### YOUR TASK:
Start to finish, the listing must be rewritten exactly.

TASK INPUTS section start

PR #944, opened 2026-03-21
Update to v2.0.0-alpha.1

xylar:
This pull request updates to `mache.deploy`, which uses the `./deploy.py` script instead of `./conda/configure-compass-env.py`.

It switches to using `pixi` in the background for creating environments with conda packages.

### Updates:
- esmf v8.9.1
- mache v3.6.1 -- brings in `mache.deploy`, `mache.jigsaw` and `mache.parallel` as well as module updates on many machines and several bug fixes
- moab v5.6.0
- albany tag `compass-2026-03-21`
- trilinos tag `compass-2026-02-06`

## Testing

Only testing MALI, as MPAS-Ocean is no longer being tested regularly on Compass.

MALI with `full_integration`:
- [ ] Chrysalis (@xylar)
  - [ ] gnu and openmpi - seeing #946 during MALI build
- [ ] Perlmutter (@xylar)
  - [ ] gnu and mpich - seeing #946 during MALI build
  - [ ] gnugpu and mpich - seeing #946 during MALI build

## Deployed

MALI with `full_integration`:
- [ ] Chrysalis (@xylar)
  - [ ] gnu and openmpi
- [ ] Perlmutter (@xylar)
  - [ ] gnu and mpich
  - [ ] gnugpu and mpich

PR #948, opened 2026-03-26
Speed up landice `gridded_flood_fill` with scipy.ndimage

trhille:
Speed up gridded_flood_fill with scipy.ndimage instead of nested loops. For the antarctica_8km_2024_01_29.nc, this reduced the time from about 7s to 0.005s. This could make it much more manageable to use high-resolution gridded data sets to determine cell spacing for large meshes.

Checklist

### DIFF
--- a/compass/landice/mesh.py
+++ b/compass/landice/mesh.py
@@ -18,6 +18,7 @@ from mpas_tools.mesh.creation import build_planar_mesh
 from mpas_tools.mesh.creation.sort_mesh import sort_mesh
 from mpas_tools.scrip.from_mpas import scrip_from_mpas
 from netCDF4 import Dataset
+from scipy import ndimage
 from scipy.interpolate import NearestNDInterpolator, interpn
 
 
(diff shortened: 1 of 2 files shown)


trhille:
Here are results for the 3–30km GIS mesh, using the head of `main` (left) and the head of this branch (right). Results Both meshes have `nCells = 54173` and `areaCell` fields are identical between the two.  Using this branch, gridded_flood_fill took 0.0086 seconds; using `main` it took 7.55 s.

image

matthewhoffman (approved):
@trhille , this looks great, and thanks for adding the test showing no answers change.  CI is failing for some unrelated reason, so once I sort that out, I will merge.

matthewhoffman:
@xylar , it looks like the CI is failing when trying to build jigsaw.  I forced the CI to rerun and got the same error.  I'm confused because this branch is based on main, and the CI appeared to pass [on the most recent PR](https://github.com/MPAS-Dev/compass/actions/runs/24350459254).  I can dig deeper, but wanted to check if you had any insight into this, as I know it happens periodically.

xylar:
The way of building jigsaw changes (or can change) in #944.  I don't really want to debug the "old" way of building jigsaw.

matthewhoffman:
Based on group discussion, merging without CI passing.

TASK INPUTS section end

### RESPONSE BOX:
PR #944, opened 2026-03-21
Update to v2.0.0-alpha.1

xylar:
This pull request updates to `mache.deploy`, which uses the `./deploy.py` script instead of `./conda/configure-compass-env.py`.

It switches to using `pixi` in the background for creating environments with conda packages.

### Updates:
- esmf v8.9.1
- mache v3.6.1 -- brings in `mache.deploy`, `mache.jigsaw` and `mache.parallel` as well as module updates on many machines and several bug fixes
- moab v5.6.0
- albany tag `compass-2026-03-21`
- trilinos tag `compass-2026-02-06`

## Testing

Only testing MALI, as MPAS-Ocean is no longer being tested regularly on Compass.

MALI with `full_integration`:
- [ ] Chrysalis (@xylar)
  - [ ] gnu and openmpi - seeing #946 during MALI build
- [ ] Perlmutter (@xylar)
  - [ ] gnu and mpich - seeing #946 during MALI build
  - [ ] gnugpu and mpich - seeing #946 during MALI build

## Deployed

MALI with `full_integration`:
- [ ] Chrysalis (@xylar)
  - [ ] gnu and openmpi
- [ ] Perlmutter (@xylar)
  - [ ] gnu and mpich
  - [ ] gnugpu and mpich

PR #948, opened 2026-03-26
Speed up landice `gridded_flood_fill` with scipy.ndimage

trhille:
Speed up gridded_flood_fill with scipy.ndimage instead of nested loops. For the antarctica_8km_2024_01_29.nc, this reduced the time from about 7s to 0.005s. This could make it much more manageable to use high-resolution gridded data sets to determine cell spacing for large meshes.

Checklist

### DIFF
--- a/compass/landice/mesh.py
+++ b/compass/landice/mesh.py
@@ -18,6 +18,7 @@ from mpas_tools.mesh.creation import build_planar_mesh
 from mpas_tools.mesh.creation.sort_mesh import sort_mesh
 from mpas_tools.scrip.from_mpas import scrip_from_mpas
 from netCDF4 import Dataset
+from scipy import ndimage
 from scipy.interpolate import NearestNDInterpolator, interpn
 
 
(diff shortened: 1 of 2 files shown)


trhille:
Here are results for the 3–30km GIS mesh, using the head of `main` (left) and the head of this branch (right). Results Both meshes have `nCells = 54173` and `areaCell` fields are identical between the two.  Using this branch, gridded_flood_fill took 0.0086 seconds; using `main` it took 7.55 s.

image

matthewhoffman (approved):
@trhille , this looks great, and thanks for adding the test showing no answers change.  CI is failing for some unrelated reason, so once I sort that out, I will merge.

matthewhoffman:
@xylar , it looks like the CI is failing when trying to build jigsaw.  I forced the CI to rerun and got the same error.  I'm confused because this branch is based on main, and the CI appeared to pass [on the most recent PR](https://github.com/MPAS-Dev/compass/actions/runs/24350459254).  I can dig deeper, but wanted to check if you had any insight into this, as I know it happens periodically.

xylar:
The way of building jigsaw changes (or can change) in #944.  I don't really want to debug the "old" way of building jigsaw.

matthewhoffman:
Based on group discussion, merging without CI passing.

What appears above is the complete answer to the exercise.